Even if a user was to compromise the last server in the chain—the server that can see all the dead drop IDs—there's not much a sophisticated attacker could glean about who is talking to who. The reason: noise.
Vuvuzela adds noise to all the data flying around the network to make it harder to observe who's communicating with whom. Basically, Vuvuzela's goal is to create a system where, even after observing a large stream of communication over time, an attacker can't reliably distinguish who is talking to who. According to Lazar, "Vuvuzela generates noise equivalent to 1.2 million users, even if 100 million users are using the system or just 2 users are using it."
In other words, in the Vuvuzela configuration described in Lazar's paper, it will appear to an attacker that there are 1.2 million users communicating.
"The biggest drawback is the high message latency. In our experiments with 1 million users, the end-to-end message latency was 37 seconds"
Vuvuzela is certainly not the only project attempting to solve this problem, but it is one of the most recent. Out of the University of Waterloo, cryptographer Ian Goldberg has been taking another approach to the problem of chat metadata, and is tackling the problem of presence—the information that chat programs leak before you even initiate a conversation—with a project called DP5.
In other words, how do you privately convey that you're online, and available to chat, to a list of authorized users?
"Vuvuzela is complementary to DP5," Goldberg told me via email. "Vuvuzela protects the delivery of messages, while DP5 protects presence indication. So Alice could use DP5 to privately learn that her friend Bob was online (without revealing to anyone that she is friends with Bob), and then use Vuvuzela to privately send Bob messages (without revealing to anyone that she is communicating with Bob)."
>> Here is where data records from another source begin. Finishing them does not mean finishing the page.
PR #329, opened 2026-04-06
feat: wire PostgREST into the orchestrator

moizpgedge:
- Route target_session_attrs=read-write for postgrest in plan_update
- PostgREST container env contains only PGRST_* vars; connection details live in postgrest.conf db-uri
- Register "latest" image version for postgrest
- populateCredentials reads from _rw role for postgrest (authenticator role)
- Guard DataDirID usage so non-data-dir services don't break
- Fix ServiceInstanceName to hash variable inputs into a 16-char base36 suffix, staying well under Docker Swarm's 63-char limit
- Add PostgRESTPreflightResource dependency on PostgresDatabaseResourceIdentifier
- Add docs/Supported-services/Postgrest-docs.md
- Add e2e/postgrest_test.go covering provisioning, lifecycle, JWT, failover, and role verification

## Summary
Wires PostgREST into the orchestrator as a fully functional service type: connection routing, container spec, credential role selection, service name collision fix, preflight dependency, docs, and E2E tests.
## Changes
- `plan_update.go`: route `target_session_attrs=read-write` for postgrest so libpq always connects to the primary
- `service_spec.go`: PostgREST container env is exactly 3 `PGRST_*` vars — connection details live in `postgrest.conf` db-uri only
- `service_images.go`: register `"latest"` image version for postgrest
- `service_instance_spec.go`: `populateCredentials` reads from `_rw` role for postgrest (authenticator); guard `DataDirID` so services without a data dir don't break
- `orchestrator.go`: fix `ServiceInstanceName` — hash all variable inputs into a 16-char base36 suffix to stay under Docker Swarm's 63-char limit
- `postgrest_preflight_resource.go`: add `PostgresDatabaseResourceIdentifier` as a dependency so preflight runs after the DB is ready
- `docs/Supported-services/Postgrest-docs.md`: operator runbook — DBA grants, config reference, deploy/remove commands
- `e2e/postgrest_test.go`: 11 E2E tests covering provisioning, JWT auth, preflight failures, role verification, config updates, multi-host, and failover

- ...

## Testing
```
# Unit tests
go test ./server/internal/orchestrator/swarm/... -v -run "PostgREST|Postgrest|ServiceInstanceName"
go test ./server/internal/workflows/... -v -run TestResolveTargetSessionAttrs

# E2E tests
go test ./e2e/... -v -run TestPostgREST

```
## Checklist

- [x] Documentation updated (if needed)
- [x] Issue is linked (branch name or URL in PR description)
- [ ] Breaking changes (if any) are clearly called out in the PR description

### DIFF
--- a/server/internal/orchestrator/swarm/orchestrator.go
+++ b/server/internal/orchestrator/swarm/orchestrator.go
@@ -3,7 +3,7 @@ package swarm
 import (
 	"bytes"
 	"context"
-	"crypto/sha256"
+	"crypto/sha1"
 	"errors"
 	"fmt"
 	"io"
@@ -162,11 +162,11 @@ func (o *Orchestrator) GenerateInstanceResources(spec *database.InstanceSpec, sc
 }
 
 // ServiceInstanceName generates a Docker Swarm service name for a service instance.
-// All three inputs are hashed together so truncated prefixes never collide across
-// different databases or services on the same host. serviceType is omitted because
-// serviceID is already unique within a database.
+// The hostID is hashed to produce a stable suffix, matching the scheme used by
+// InstanceIDFor. serviceType is omitted because serviceID is already unique within
+// a database.
 func ServiceInstanceName(databaseID, serviceID, hostID string) string {
-	hash := sha256.Sum256([]byte(databaseID + ":" + serviceID + ":" + hostID))
+	hash := sha1.Sum([]byte(hostID))
 	base36 := new(big.Int).SetBytes(hash[:]).Text(36)
 
 	// Docker Swarm service names are limited to 63 characters.
--- a/server/internal/orchestrator/swarm/orchestrator.go
+++ b/server/internal/orchestrator/swarm/orchestrator.go
@@ -168,24 +168,6 @@ func (o *Orchestrator) GenerateInstanceResources(spec *database.InstanceSpec, sc
 func ServiceInstanceName(databaseID, serviceID, hostID string) string {
 	hash := sha1.Sum([]byte(hostID))
 	base36 := new(big.Int).SetBytes(hash[:]).Text(36)
-
-	// Docker Swarm service names are limited to 63 characters.
-	// Two separators + 8-char hash = 10 fixed chars; 53 chars remain for the IDs.
-	// Give databaseID up to half (26), then serviceID gets the rest.
-	const budget = 53
-	if len(databaseID)+len(serviceID) > budget {
-		dbCap := budget / 2 // 26 max for databaseID
-		if len(databaseID) < dbCap {
-			dbCap = len(databaseID)
-		}
-		databaseID = databaseID[:dbCap]
-		svcCap := budget - dbCap
-		if svcCap > len(serviceID) {
-			svcCap = len(serviceID)
-		}
-		serviceID = serviceID[:svcCap]
-	}
-
 	return fmt.Sprintf("%s-%s-%s", databaseID, serviceID, base36[:8])
 }
 
--- a/server/internal/orchestrator/swarm/orchestrator.go
+++ b/server/internal/orchestrator/swarm/orchestrator.go
@@ -3,7 +3,7 @@ package swarm
 import (
 	"bytes"
 	"context"
-	"crypto/sha1"
+	"crypto/sha256"
 	"errors"
 	"fmt"
 	"io"
@@ -162,13 +162,31 @@ func (o *Orchestrator) GenerateInstanceResources(spec *database.InstanceSpec, sc
 }
 
 // ServiceInstanceName generates a Docker Swarm service name for a service instance.
-// It follows the same host ID hashing convention used for Postgres instance IDs
-// (see database.InstanceIDFor), producing shorter, more readable names when host
-// IDs are UUIDs.
-func ServiceInstanceName(serviceType, databaseID, serviceID, hostID string) string {
-	hash := sha1.Sum([]byte(hostID))
+// All three inputs are hashed together so truncated prefixes never collide across
+// different databases or services on the same host. serviceType is omitted because
+// serviceID is already unique within a database.
+func ServiceInstanceName(databaseID, serviceID, hostID string) string {
+	hash := sha256.Sum256([]byte(databaseID + ":" + serviceID + ":" + hostID))
 	base36 := new(big.Int).SetBytes(hash[:]).Text(36)
-	return fmt.Sprintf("%s-%s-%s-%s", serviceType, databaseID, serviceID, base36[:8])
+
+	// Docker Swarm service names are limited to 63 characters.
+	// Two separators + 8-char hash = 10 fixed chars; 53 chars remain for the IDs.
+	// Give databaseID up to half (26), then serviceID gets the rest.
+	const budget = 53
+	if len(databaseID)+len(serviceID) > budget {
+		dbCap := budget / 2 // 26 max for databaseID
+		if len(databaseID) < dbCap {
+			dbCap = len(databaseID)
+		}
+		databaseID = databaseID[:dbCap]
+		svcCap := budget - dbCap
+		if svcCap > len(serviceID) {
+			svcCap = len(serviceID)
+		}
+		serviceID = serviceID[:svcCap]
+	}
+
+	return fmt.Sprintf("%s-%s-%s", databaseID, serviceID, base36[:8])
 }
 
 func (o *Orchestrator) instanceResources(spec *database.InstanceSpec, scripts database.Scripts) (*database.InstanceResource, []resource.Resource, error) {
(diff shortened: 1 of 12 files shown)


moizpgedge:
@coderabbitai review

server/internal/orchestrator/swarm/orchestrator.go
```diff
@@ -157,13 +157,20 @@ func (o *Orchestrator) GenerateInstanceResources(spec *database.InstanceSpec) (*
...
 	base36 := new(big.Int).SetBytes(hash[:]).Text(36)
-	return fmt.Sprintf("%s-%s-%s-%s", serviceType, databaseID, serviceID, base36[:8])
+	// Pad to 16 chars (sha256 produces enough entropy; left-pad with zeros if short).
+	suffix := fmt.Sprintf("%016s", base36)[:16]
+	prefix := serviceType
+	if len(prefix) > 10 {
+		prefix = prefix[:10]
+	}
+	return fmt.Sprintf("%s-%s", prefix, suffix)
 }
```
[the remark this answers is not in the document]
moizpgedge: Not valid

server/internal/orchestrator/swarm/orchestrator.go
```diff
@@ -162,13 +157,20 @@ func (o *Orchestrator) GenerateInstanceResources(spec *database.InstanceSpec) (*
...
 
 // ServiceInstanceName generates a Docker Swarm service name for a service instance.
-// It follows the same host ID hashing convention used for Postgres instance IDs
-// (see database.InstanceIDFor), producing shorter, more readable names when host
-// IDs are UUIDs.
+// Docker Swarm requires service names to be 63 characters or fewer. Because
+// databaseID and serviceID are often UUIDs or long strings, all four components
+// are hashed together into a single 16-char base-36 suffix. The serviceType
+// prefix is kept for readability and is truncated to 10 chars to fit comfortably.
 func ServiceInstanceName(serviceType, databaseID, serviceID, hostID string) string {
```
jason-lynch: What's the reason for this change? This might break existing services, and it deviates from the database instance service name implementation.

moizpgedge: This handles the case where databaseID and serviceID are UUIDs Since services are discovered by label not name, the rename just triggers a brief restart on next reconciliation rather than orphaning anything. Happy to revert if you prefer keeping it closer to the existing pattern.

jason-lynch: Yes, please revert this.

Host IDs and Database IDs need to be globally unique, whereas service IDs only need to be unique within a database, so it's much less likely that someone will use a UUID for a service ID. The previous implementation was human-readable and matched the same scheme as database instances, which is very handy when you're trying to troubleshoot.

jason-lynch: If you're looking to shorten these IDs: do we need to include `serviceType`?

The reason that the Postgres service includes the word `postgres` is that it allows for other database services that do not have a unique identifier. We don't have the same problem with services because they already have a unique identifier.

server/internal/orchestrator/swarm/orchestrator.go
```diff
@@ -162,13 +162,31 @@ func (o *Orchestrator) GenerateInstanceResources(spec *database.InstanceSpec) (*
...
-// It follows the same host ID hashing convention used for Postgres instance IDs
-// (see database.InstanceIDFor), producing shorter, more readable names when host
-// IDs are UUIDs.
-func ServiceInstanceName(serviceType, databaseID, serviceID, hostID string) string {
-	hash := sha1.Sum([]byte(hostID))
+// All three inputs are hashed together so truncated prefixes never collide across
+// different databases or services on the same host. serviceType is omitted because
+// serviceID is already unique within a database.
+func ServiceInstanceName(databaseID, serviceID, hostID string) string {
+	hash := sha256.Sum256([]byte(databaseID + ":" + serviceID + ":" + hostID))
```
jason-lynch: Could you please change this back to:

```go
	hash := sha1.Sum([]byte(hostID))
```

That will make this hash match the scheme we use for instances. Sometimes security tools alert about using sha1 because they want to make sure you're not using it for cryptographic purposes. This is not a cryptographic use case, so it's fine to ignore the alert.

jason-lynch: My main issue with changing this scheme is that it makes services and database instances different. I understand you're addressing the service name length issue. Could you please open a dedicated ticket for it and not address it in this PR? That way, we can ensure service names remain consistent across both services and database instances.

moizpgedge: Ok i will open a new ticket for this issue.

server/internal/orchestrator/swarm/orchestrator.go
moizpgedge: i have reverted this If you're looking to shorten these IDs: do we need to include serviceType?
the answer is :No

jason-lynch:
@tsivaprasad Can you please review this whenever you get a chance?

server/internal/orchestrator/swarm/orchestrator.go
```diff
@@ -162,13 +162,13 @@ func (o *Orchestrator) GenerateInstanceResources(spec *database.InstanceSpec, sc
...
-// IDs are UUIDs.
-func ServiceInstanceName(serviceType, databaseID, serviceID, hostID string) string {
+// The hostID is hashed to produce a stable suffix, matching the scheme used by
+// InstanceIDFor. serviceType is omitted because serviceID is already unique within
+// a database.
+func ServiceInstanceName(databaseID, serviceID, hostID string) string {
 	hash := sha1.Sum([]byte(hostID))
 	base36 := new(big.Int).SetBytes(hash[:]).Text(36)
-	return fmt.Sprintf("%s-%s-%s-%s", serviceType, databaseID, serviceID, base36[:8])
+	return fmt.Sprintf("%s-%s-%s", databaseID, serviceID, base36[:8])
```
tsivaprasad, line 171: Is there a specific reason for removing the service type from the service name? Pls revert this

server/internal/orchestrator/swarm/service_spec.go
tsivaprasad: As per postgrest.md file ADMIN Port is 8081 right?

server/internal/orchestrator/swarm/orchestrator.go
moizpgedge: Jason raised this in a previous comment and confirmed serviceType is not needed here. Another ticket is opened for this.

https://github.com/pgEdge/control-plane/pull/329#discussion_r3080319612

server/internal/orchestrator/swarm/service_spec.go
moizpgedge: you're right` PGRST_ADMIN_SERVER_PORT=3001` was wrong. Fixed to 8081

server/internal/orchestrator/swarm/orchestrator.go
tsivaprasad: @jason-lynch If each server (MCP/RAG/PostgREST) has around 5 services, it becomes very difficult to debug when the services have identical or similar names, as it’s hard to differentiate between them. what do you think to add service_type back to name?

tsivaprasad (approved):
Verified & Changes looks good.

1. Created cluster
2. Created JWT using script
```
TOKEN=$(python3 - <<'EOF'
    import hmac, hashlib, base64, json, time

    secret = b"a-secret-key-of-at-least-32-characters"

    def b64url(data):
        if isinstance(data, str):
            data = data.encode()
        return base64.urlsafe_b64encode(data).rstrip(b"=").decode()

    header  = b64url(json.dumps({"alg":"HS256","typ":"JWT"}))
    payload = b64url(json.dumps({"role":"app","exp":int(time.time())+3600}))
    sig     = b64url(hmac.new(secret, f"{header}.{payload}".encode(), hashlib.sha256).digest())
    print(f"{header}.{payload}.{sig}")
    EOF
    )

```

3. Created DB and service suing below
```
 curl -X POST http://localhost:3000/v1/databases \
        -H 'Content-Type: application/json' \
        --data '{
            "id": "storefront",
            "spec": {
                "nodes": [
                ],
                "services": [
                    {
                        "service_id": "api",
                        "service_type": "postgrest",
                        "version": "latest",
                        "host_ids": ["host-1"],
                        "port": 3100,
                        "config": {
                            "jwt_secret": "a-secret-key-of-at-least-32-characters"
                        }
                    }
                ]
            }
        }'
{"task":{"scope":"database","entity_id":"storefront","database_id":"storefront","task_id":"019d975d-8c2f-7b7b-acd0-8001f9eb03a4","created_at":"2026-04-16T17:36:23Z","type":"create","status":"pending"},"database":{"id":"storefront","created_at":"2026-04-16T17:36:23Z","updated_at":"2026-04-16T17:36:23Z","state":"creating","spec":{"database_name":"storefront","postgres_version":"18.3","spock_version":"5","nodes":[{"name":"n1","host_ids":["host-1"]}],"services":[{"service_id":"api","service_type":"postgrest","version":"latest","host_ids":["host-1"],"port":3100}]}}}
```
4. Verified & confirmed 
```

curl -X POST http://localhost:3100/products \
    -H "Content-Type: application/json" \
    -H "Authorization: Bearer $TOKEN" \
    --data '{"name": "Widget", "price": 9.99}'
{"code":"PGRST205","details":null,"hint":null,"message":"Could not find the table 'public.products' in the schema cache"}
```

tsivaprasad:
@moizpgedge Pls check conflicts otherwise all good and approved this PR.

Of course, it's hard to hide absolutely everything. For example, "Vuvuzela cannot hide the fact that a user is connected to the system," the paper reads. One way around this is to leave the client open all the time, so it's not possible to infer that two users always turn their clients on at, say, 9AM each day, and off shortly after their chat.
And for all their efforts, efficiency still poses a formidable challenge. "Running a Vuvuzela server can be expensive due to the cost of bandwidth. However, the biggest drawback is the high message latency," Lazar said. "In our experiments with 1 million users, the end-to-end message latency was 37 seconds."
It's not exactly the most real-time messaging app out there—"Perhaps the higher latency makes Vuvuzela better suited for SMS-style messaging, rather than GChat-style messaging," Lazar offered—but at least your metadata won't be leaking for all to see.
Correction, Dec. 7: A previous version of this article indicated that "it will always appear to an attacker that there are 1.2 million users online." However, Lazar has clarified that that the exact amount of noise generated by Vuvuzela changes regularly and is not static, and that the noise obfuscates how many users are communicating and not merely online, as previously stated. Motherboard regrets the error.